[Task to carry out]:
Scan the records below for lines with the word "functions", then state how many you find and nothing else.

Stored entries:
Content starts
PR #9585, opened 2026-01-19
fix: correct handling of C pointer array + string descriptors 

### LINKED ISSUE #9552: Handle `c_f_pointer` with character array pointer passed to it with c_ptr

jinangshah21:
Fixes #9552

### DIFF
--- a/integration_tests/CMakeLists.txt
+++ b/integration_tests/CMakeLists.txt
@@ -2646,7 +2646,7 @@ RUN(NAME c_ptr_03 LABELS gfortran llvm llvm_wasm llvm_wasm_emcc)
 RUN(NAME c_ptr_04 LABELS gfortran llvm llvm_wasm llvm_wasm_emcc)
 RUN(NAME c_ptr_05 LABELS gfortran llvm llvm_wasm llvm_wasm_emcc)
 RUN(NAME c_ptr_06 LABELS gfortran llvm llvm_wasm llvm_wasm_emcc)
-RUN(NAME c_ptr_07 LABELS gfortran llvm llvm_wasm llvm_wasm_emcc)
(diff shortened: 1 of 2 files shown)


certik:
How does this differ to https://github.com/lfortran/lfortran/pull/9562 ? It is fixing an equivalence bug, so we should add tests and explain in the git commit logs how it works and what it is doing. It's ok to merge this to unblock us, but can you then send a PR with some ASR tests for the equivalence change introduced in this PR?

PR #9591, opened 2026-01-20
semantics/codegen: fix class(*) array view casts in SELECT TYPE

krystophny:
## Summary

Fixes `SELECT TYPE` on unlimited polymorphic (`class(*)`) arrays. Before this PR, accessing elements inside `type is (T)` blocks produced garbage or crashed. Now the typed view correctly reads/writes actual data.

```fortran
class(*), pointer :: arr(:)
select type (x => arr)
type is (integer)
    x(1) = 42  ! Now works correctly - was garbage/crash before
end select
```

Related: #9573

### Background: How `class(*)` Arrays Are Stored

In Fortran, `class(*)` (unlimited polymorphic) can hold any type. LFortran represents `class(*)` arrays by storing each element as a **boxed struct**:

```
┌─────────────────────────────────────────────┐
│ class(*) array descriptor                   │
│   data_ptr ──────────────────┐              │
│   dims, offset, rank, ...    │              │
└──────────────────────────────┼──────────────┘
                               ▼
┌─────────────┬─────────────┬─────────────┐
│  Box[0]     │  Box[1]     │  Box[2]     │  ◄─ Array of boxed elements
│ ┌─────────┐ │ ┌─────────┐ │ ┌─────────┐ │
│ │type_id  │ │ │type_id  │ │ │type_id  │ │
│ │.data ───┼─┼▶│.data ───┼─┼▶│.data ───┼─┼▶ actual values
│ └─────────┘ │ └─────────┘ │ └─────────┘ │
└─────────────┴─────────────┴─────────────┘
```

Each box has a `.data` pointer to the actual value. This indirection allows storing any type.

### What Was Broken

When you write:
```fortran
select type (x => generic)
type is (logical)
    print *, x(1)  ! Should print the actual logical value
```

The old code had two problems:

1. **Semantics:** The association `x => generic` was created, but `x` still pointed to the boxed array. No cast was inserted to tell codegen "unwrap the boxes".

2. **Codegen:** Even if a cast existed, the LLVM lowering just bitcast the pointer without extracting `.data` from each box.

Result: `x(1)` returned garbage (the box struct's first field, `type_id`) instead of the actual value.

## Solution Overview

The fix ensures **explicit representation in ASR** (the intermediate representation) that a type conversion is happening, then **correct lowering in codegen** to extract the actual data.

### Part 1: Semantics - Create Explicit Typed Views

**Location:** `ast_body_visitor.cpp` (SELECT TYPE handling)

**What changed:**
- For `type is (T)` guards on arrays, always create a block-local typed view variable
- Insert an `ArrayPhysicalCast` node that represents "convert `class(*)` array → `T` array"
- The cast preserves array shape (dimensions, bounds) but changes element type

**Key additions:**
- `make_typed_selector_view_type()`: Builds the view's type (e.g., `logical(:)` from `class(*)(3)`)
- `element_types_differ()`: Detects when cast is needed (class(*) element ≠ concrete element)

**Before:** No cast in ASR - codegen had to guess
**After:** Explicit `ArrayPhysicalCast(generic, DescriptorArray→DescriptorArray, logical(:))` in ASR

### Part 2: ASR Utils - Preserve Cast Nodes

**Location:** `asr_utils.h` (`make_ArrayPhysicalCast_t_util`)

**What changed:** The utility was eliding (removing) casts when source and target had the same physical layout (`DescriptorArray → DescriptorArray`). But for `class(*) → concrete`, we **need** the cast even though both are descriptor arrays.

**Fix:** Check if we're narrowing from unlimited polymorphic to concrete. If so, keep the cast node.

**Reviewer question answered:** 
> "When does that happen? What is the API of this function?"

The `types_equal(a, b, a_expr, b_expr)` function compares types structurally. The `a_expr`/`b_expr` parameters are optional expressions that provide context for resolving symbol references (e.g., which struct declaration a `StructType_t` refers to).

- When non-null: uses the expression to look up the actual struct/union/function symbols
- When null: falls back to structural comparison of the type's fields (new code in this PR)

The null case now handles: `StructType_t` (compares `m_is_unlimited_polymorphic`, member types), `UnionType_t`, `FunctionType_t`. This is needed because `make_ArrayPhysicalCast_t_util` calls `check_equal_type` without expressions to decide whether to elide the cast.

### Part 3: Codegen - Unwrap Boxed Elements

**Location:** `asr_to_llvm.cpp`

**What changed:** When lowering `ArrayPhysicalCast` from `class(*)` to concrete:

1. Get pointer to first boxed element
2. **Extract `.data` field** from the box (the actual value pointer)
3. Bitcast to concrete element pointer type
4. Store in new descriptor

**Key additions:**
- `unwrap_polymorphic_box_data()`: Loads `.data` field from a box struct
- `get_typed_array_data_ptr()`: Orchestrates unwrap + bitcast for poly→concrete casts

Also tracks `current_selector_type_decl` so element access inside SELECT TYPE blocks knows the original class(*) type declaration.

### Part 4: Array Utils - Fix Element Access

**Location:** `llvm_array_utils.cpp` (`get_single_element`)

**What changed:** When indexing an array inside a SELECT TYPE block where the selector is `class(*)`:

1. Reload the data pointer as `class_type*` (box type)
2. Index to get `box[i]`
3. Extract `box[i].data` 
4. Bitcast to concrete element type

This ensures `x(1)` correctly returns the actual value, not the box.

## Changes Summary

| File | Lines | Purpose |
|------|-------|---------|
| `ast_body_visitor.cpp` | ~80 | Build typed view types, insert ArrayPhysicalCast |
| `asr_utils.h` | ~60 | Structural type comparison, preserve cast for poly→concrete |
| `asr_to_llvm.cpp` | ~100 | Unwrap box data in ArrayPhysicalCast lowering |
| `llvm_array_utils.cpp` | ~45 | Unwrap box data in element access |
| `select_type_20.f90` | 22 | Integration test |

## Test

[`integration_tests/select_type_20.f90`](https://github.com/lfortran/lfortran/blob/76358a9f301ca5590030eca0125983d7677962f8/integration_tests/select_type_20.f90): Tests the full cycle:
- Read element: `if (.not. x(1)) error stop`
- Write element: `x(2) = .true.`
- Pass to intrinsic: `if (count(x) /= 2) error stop`
- Verify aliasing works: writing through `x` modifies original `l`

## Splitting Consideration

The PR could theoretically be split:
- **PR A:** Semantics + ASR utils (preserve ArrayPhysicalCast nodes)
- **PR B:** Codegen + array utils (unwrap boxed elements)

However, PR A alone would produce correct ASR but codegen would crash/produce wrong results. PR B alone wouldn't help because no cast nodes would exist to trigger the unwrapping. They're tightly coupled - both parts are needed for any user-visible improvement.


src/lfortran/semantics/ast_body_visitor.cpp
```diff
@@ -2634,24 +2634,115 @@ class BodyVisitor : public CommonVisitor<BodyVisitor> {
...
-                    al, x.base.base.loc, current_scope, x.m_assoc_name,
-                    nullptr, 0, ASR::intentType::Local, nullptr, nullptr,
-                    ASR::storage_typeType::Default, nullptr, nullptr, ASR::abiType::Source,
+
+	        auto make_typed_selector_view_type = [&](const Location& loc,
+	                ASR::ttype_t* selector_ttype, ASR::ttype_t* guard_type) -> ASR::ttype_t* {
+	            bool is_ptr = ASR::is_a<ASR::Pointer_t>(*selector_ttype);
+	            bool is_alloc = ASR::is_a<ASR::Allocatable_t>(*selector_ttype);
+	            ASR::ttype_t* base = ASRUtils::type_get_past_allocatable(
+	                ASRUtils::type_get_past_pointer(selector_ttype));
```
certik: This looks like it's incorrectly indented, isn't it?

src/lfortran/semantics/ast_body_visitor.cpp
```diff
@@ -2634,24 +2634,115 @@ class BodyVisitor : public CommonVisitor<BodyVisitor> {
...
+                    ASR::StructType_t* to_st = ASR::down_cast<ASR::StructType_t>(to_el);
+                    return from_st->m_is_unlimited_polymorphic != to_st->m_is_unlimited_polymorphic;
+                }
+                default: {
+                    return false;
+                }
+            }
+        };
+
+	        for( size_t i = 0; i < x.n_body; i++ ) {
```
certik: Also incorrect indentation?

src/libasr/asr_utils.h
```diff
@@ -4106,6 +4106,29 @@ inline bool types_equal(ASR::ttype_t *a, ASR::ttype_t *b, ASR::expr_t* a_expr, A
                 return types_equal(a2->m_type, b2->m_type, a_expr, b_expr);
             }
             case (ASR::ttypeType::StructType) : {
+                // `types_equal()` is sometimes called without providing expressions. In that
+                // case, fall back to a structural comparison to avoid ICE/segfault.
+                if (a_expr == nullptr || b_expr == nullptr) {
```
certik, line 4128: When does that happen? What is the API of this function? I.e., what is the meaning of these arguments:
```
inline bool types_equal(ASR::ttype_t *a, ASR::ttype_t *b, ASR::expr_t* a_expr, ASR::expr_t* b_expr,
```
Let's document it. When do you pass `a_expr` and when do you pass null there?

src/lfortran/semantics/ast_body_visitor.cpp
krystophny: fixed

src/libasr/asr_utils.h
krystophny: Added documentation: [`asr_utils.h#L4015-L4031`](https://github.com/lfortran/lfortran/blob/68b21eab3/src/libasr/asr_utils.h#L4015-L4031)

- Non-null `a_expr`/`b_expr`: looks up actual symbols via `get_struct_sym_from_struct_expr()`
- Null: structural comparison of type fields (needed when expressions unavailable, e.g., in `make_ArrayPhysicalCast_t_util`)

src/libasr/asr_utils.h
```diff
@@ -4019,6 +4019,23 @@ inline bool dimensions_compatible(ASR::dimension_t* dims_a, size_t n_dims_a,
     return (total_a == -1) || (total_b == -1) || (total_a >= total_b);
 }
 
+// Compares two ASR types for structural equality.
+//
+// Parameters:
+//   a, b: The types to compare (required, but nullptr is allowed for both).
```
certik, line 4025: Good documentation. Why are nullptr allowed? What is the advantage? I would disallow it. This doesn't need to be done in this PR.

certik:
The PR description is very helpful. I will review this carefully.

certik:
Is https://github.com/lfortran/lfortran/pull/9673 handling a similar issue?

krystophny:
## Merge Conflict Resolution

Merged upstream/main and resolved conflicts with PR #9673.

### What was in conflict

Both this PR and #9673 addressed issues in SELECT TYPE handling:

| Location | PR #9673 (upstream) | This PR |
|----------|---------------------|---------|
| `ast_body_visitor.cpp` | Inline array type mutation: duplicates type and sets `arr_ty->m_type = selector_type` | Uses `make_typed_selector_view_type()` helper to build proper typed view |
| `asr_to_llvm.cpp` | Inline workaround with `// REMOVE` comments for unlimited poly → concrete | Uses `get_typed_array_data_ptr()` helper for clean polymorphic box unwrapping |

### Resolution

Kept this PR's approach because:
1. **Explicit ASR representation**: The view type is built in semantics, not worked around in codegen
2. **Helper functions**: `make_typed_selector_view_type()` and `get_typed_array_data_ptr()` are reusable and documented
3. **Descriptor metadata**: Uses bitcast + proper `reset_array_details` for copying dims/offset/rank

Also updated `reset_array_details` calls to match new 5-argument signature (added `source_arr_type` parameter from upstream).

### What this PR solves (in addition to resolving the conflict)

This PR provides a more comprehensive fix for `class(*)` array access in SELECT TYPE:
- Semantics creates explicit `ArrayPhysicalCast` nodes (not just type mutation)
- Codegen properly unwraps boxed polymorphic elements via `.data` field extraction
- Array element access inside type guards correctly returns actual values, not box metadata

All tests pass locally.

certik:

assem2002:
Reviewing..

src/libasr/asr_utils.h
assem2002: The Function's is expecting an expression (mostly a `Var`->`Variable` sym) to get a `Struct` symbol from, hence know information about the passed `structType` types(name of member, member functions, etc..)
 That's unfortunately due to how we're representing `structType` -- It doesn't point to the struct symbol, hence we need to pass an expression if the type is `structType` otherwise `nullptr` passed as expression is permissible with other types (it's not needed). 
It's not the best way to represent a type (depending on another symbol and not even point to it), but we can refactor that later.

src/libasr/codegen/asr_to_llvm.cpp
```diff
@@ -7393,13 +7406,33 @@ class ASRToLLVMVisitor : public ASR::BaseVisitor<ASRToLLVMVisitor>
...
+                                            target_desc,
+                                            llvm::ConstantPointerNull::get(target_array_desc_type->getPointerTo())),
+                                        [&]() {
+                                            llvm::Value* new_desc = llvm_utils->CreateAlloca(*builder, target_array_desc_type);
+                                            // Allocate space for dimension descriptors
+                                            llvm::Value* dim_ptr = llvm_utils->CreateAlloca(*builder, dim_desc_type, n_dims_val);
+                                            builder->CreateStore(dim_ptr, llvm_utils->create_gep2(target_array_desc_type, new_desc, 2));
+                                            // Store rank
+                                            builder->CreateStore(n_dims_val,
+                                                llvm_utils->create_gep2(target_array_desc_type, new_desc, 4));
```
assem2002, line 7442: Any ArrayDescriptor Variable should be already setup _ed_  . Fine to use, but should be refactored.

src/libasr/codegen/asr_to_llvm.cpp
```diff
@@ -8908,34 +8984,29 @@ class ASRToLLVMVisitor : public ASR::BaseVisitor<ASRToLLVMVisitor>
...
-            }
+            ASR::ttype_t* src_asr_type = ASRUtils::expr_type(m_arg);
+            ASR::ttype_t* dst_asr_type = m_type;
+            llvm::Type* dst_el_type = llvm_utils->get_el_type(
+                m_arg, ASRUtils::extract_type(ASRUtils::type_get_past_allocatable_pointer(dst_asr_type)), module.get());
+            llvm::Value* src_data_ptr = llvm_utils->CreateLoad2(data_type->getPointerTo(),
+                arr_descr->get_pointer_to_data(m_arg, src_asr_type, arg, module.get()));
+            llvm::Value* src_first_el_ptr = llvm_utils->create_ptr_gep2(data_type, src_data_ptr,
+                arr_descr->get_offset(arr_type, arg));
+            tmp = get_typed_array_data_ptr(src_asr_type, dst_asr_type, data_type, dst_el_type, src_first_el_ptr);
```
assem2002, line 9005: Good step towards refactoring our `class(*)` -> `T` logic.

src/lfortran/semantics/ast_body_visitor.cpp
```diff
@@ -2880,30 +2933,64 @@ class BodyVisitor : public CommonVisitor<BodyVisitor> {
...
+                                    assoc_arr->m_type, dims.p, dims.size(),
+                                    ASR::abiType::Source, false, assoc_arr->m_physical_type, true);
+                            }
+                            ASR::array_physical_typeType old_ptype =
+                                ASRUtils::extract_physical_type(ASRUtils::expr_type(m_selector));
+                            ASR::array_physical_typeType new_ptype =
+                                ASRUtils::extract_physical_type(assoc_variable->m_type);
+                            assoc_value = ASRUtils::EXPR(ASRUtils::make_ArrayPhysicalCast_t_util(
+                                al, type_stmt_type->base.base.loc, m_selector,
+                                old_ptype, new_ptype, cast_type, nullptr));
```
assem2002, line 3017: Probably we should introduce some new node to cast Arrays. The physicalCast here is playing the role of actual-type cast, We should separate those concerns.

krystophny:
Thank you! I filed a follow-up issue #9687 for your comments.

certik:
Thanks @assem2002 for the review! Let's merge it then.

PR #9594, opened 2026-01-20
ICE: when READ with implied DO (#9518)

henilp105:
fixes: #9518 

When using READ with an implied DO loop and an explicit format string like `READ(5, '(100i5)') IVI, (I1I(JVI),JVI=1,IVI)`, the compiler crashes with "visit_ImpliedDoLoop() not implemented".

Cause: In `emit_formatted_read`  function in `asr_to_llvm.cpp`, when iterating through values to read, the code called `this->visit_expr(*val_expr)` directly. However, there's no visit_ImpliedDoLoop implementation in the LLVM visitor - implied DO loops should be expanded into actual loops at codegen time.

Approach:

modified: `emit_formatted_read` in `asr_to_llvm.cpp` to:

- Detect implied DO loops - Check if any value in the READ statement is an ImpliedDoLoop
- Handle implied DO loops specially - When detected:
- Generate a loop that iterates over the DO range
- Read each array element individually using _lfortran_formatted_read with no_of_args=1
- Use ADVANCE='NO' to keep reading from the same line

After the loop, call _lfortran_empty_read to consume the rest of the line

Added fix and integration test.


certik:
Based on the PR description this implements the do loops in the backend. However, I think we expand them in an ASR pass, correct? If so, then this bug should be fixed there rather than in the backend?

henilp105:
yes correct, it should be better handled at ASR pass  `src/libasr/pass/implied_do_loops.cpp`  rather than the backend, I will go through code  (and try better approach) and open another PR.

the simplest approach that i can currently think of that will work is to modify the ASR pass to flatten the ImpliedDoLoop when the bounds are constant, and leave it for the backend when they're not. For the backend case, we need a proper runtime solution. does this look like a suitable approach?

PR #9595, opened 2026-01-20
Add support for `call abort`

Leon-Degel-Koehn:
ABORT is an extension to the fortran standard.
It is however supported by many standard fortran compilers such as gfortran (https://gcc.gnu.org/onlinedocs/gfortran/ABORT.html) and commonly used.
I have personally ran into this problem while trying to compile eCLM (https://github.com/HPSCTerrSys/eCLM) and wanted to share my changes to the compiler which removed this issue in my path towards compilation.

### DIFF
--- a/integration_tests/abort_01.f90
+++ b/integration_tests/abort_01.f90
@@ -1,0 +1,4 @@
+program abort1
+  implicit none
+  if (.false.) call abort()
+end program
--- a/tests/tests.toml
+++ b/tests/tests.toml
@@ -292,6 +292,10 @@ asr = true
 julia = true
 
 [[test]]
+filename = "../integration_tests/abort_01.f90"
+llvm = true
+
+[[test]]
 filename = "errors/array_size_01.f90"
 asr = true
 
--- a/integration_tests/CMakeLists.txt
+++ b/integration_tests/CMakeLists.txt
@@ -355,6 +355,7 @@ RUN(NAME program_cmake_02 LABELS gfortran llvm llvm_wasm llvm_wasm_emcc cpp x86 
 
 RUN(NAME internal_subr_host_vars_01 LABELS gfortran llvm)
 
+RUN(NAME abort_01 LABELS gfortran llvm)
 RUN(NAME error_stop_01 FAIL LABELS gfortran llvm llvm_wasm llvm_wasm_emcc cpp x86 wasm llvm2 fortran)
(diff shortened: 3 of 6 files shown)


certik:
@Leon-Degel-Koehn thanks for implementing it! Do other compilers warn about using an extension? I checked on godbolt and gfortran and flang do not seem to emit a warning, so for now the PR is fine.

We also need to figure out how to test it, in our integration tests we can test that a given test should fail, see `integration_tests/error_stop_01.f90` and its registration in integration_tests/CMakeLists.txt. Let's add such a test for `abort`.

@HarshitaKalani, do you mind reviewing the details of the new intrinsic function implementation?

keyvizsla:
It seems to me that there is a limitation with CTest that you can't check if a program aborts.
Simply adding the FAIL flag as we do for the `error stop` tests does not suffice.
From what I am able to tell from researching the topic online, the only workaround is to add a custom script that is executed instead, which runs the fortran program under test (containing call abort), and handles the logic itself.
To remain as minimally invasive to the current infrastructure as possible I have put this logic in the already existing python script.
Let me know what you think, I suppose there are different ways of going about this and I am of course open for suggestions.

certik:
In that case, just make it a passing test: it will never hit the `abort` line at runtime, so it will pass. But it will still test that it compiles, links and runs. We can also add an LLVM reference test that will show that abort() is generated and called correctly --- just add `llvm=true` test into `tests/tests.toml`.

Let's not extend the testing infrastructure with custom scripts or changes, because those changes are easy to get wrong and we need to test it at the CI that they break when they should, which adds to our plate. :)

keyvizsla:
All set now, rebased and added the LLVM reference test. Happy to adjust if needed.

tests/tests.toml
```diff
@@ -291,6 +291,10 @@ ast = true
 asr = true
 julia = true
 
+[[test]]
+filename = "abort1.f90"
```
```suggestion
filename = "../integration_tests/abort1.f90"
```

integration_tests/abort_01.f90
```diff
@@ -0,0 +1,4 @@
+program abort1
+  implicit none
+  if (.false.) call abort()
+end program
```
certik, line 4: Move this to integration_tests and register add `gfortran llvm` labels.

certik (commented):
Test it in both integration tests and reference tests, per my comments. The integration tests still check that it can line properly, i.e., that `_lcompilers_abort` is defined properly.

Otherwise it looks great now.

certik:
@Leon-Degel-Koehn thank you for your first contribution --- send us more PRs! :)

PR #9600, opened 2026-01-20
enh: implement pos for FileRead

jinangshah21:
Towards #6840


integration_tests/read_30.f90
```diff
@@ -0,0 +1,47 @@
...
+         form="unformatted", position="append", status="old", iostat=stat)
+    if (stat /= 0) error stop "open(read) failed"
+
+    inquire(unit=io_r, size=filesize)
+    if (filesize <= 1) error stop "config.toml too small"
+
+    allocate(character(len=filesize) :: buffer)
+    buffer(filesize:filesize) = "?"
+
+    read(io_r, pos=1, iostat=stat) buffer(:filesize-1)
```
certik, line 30: Should we also test some other `pos` than 1?

The file is already at `pos=1`, so this doesn't do anything. But for `pos` other than 1, it will actually have to seek.

Also we should check that `buffer` contains the correct characters as read from the file.

certik (approved):
I think it looks good. I think the testing could be improved per my comment. Can be done in a subsequent PR.

integration_tests/read_30.f90
jinangshah21: File is opened in `append` mode so originally it is at last position, that's why I checked for `pos=1`. 
Also at last I have checked content of buffer.

certik: Perfect. Good to merge then.

certik:
Resolve the conflict, and if a few tests pass, we can merge.

PR #11250, opened 2026-04-27
Get most of the NIST Fortran test suite running

certik:
Few tests still fail, but most are running correctly with this PR.


integration_tests/CMakeLists.txt
```diff
@@ -2345,7 +2354,20 @@ RUN(NAME derived_types_120 LABELS gfortran llvm)
...
+        COMMAND lfortran -g -c ${CMAKE_CURRENT_SOURCE_DIR}/derived_types_123.f90
+                -o ${CMAKE_CURRENT_BINARY_DIR}/_probe_g.o
+        RESULT_VARIABLE _g_result
+        OUTPUT_QUIET ERROR_QUIET)
+    if (_g_result EQUAL 0)
+        RUN(NAME derived_types_123 LABELS gfortran llvm EXTRA_ARGS -g GFORTRAN_ARGS -g)
+    endif()
+else()
+    RUN(NAME derived_types_123 LABELS gfortran llvm EXTRA_ARGS -g GFORTRAN_ARGS -g)
+endif()
```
Content ends
[Answer for the task]:
2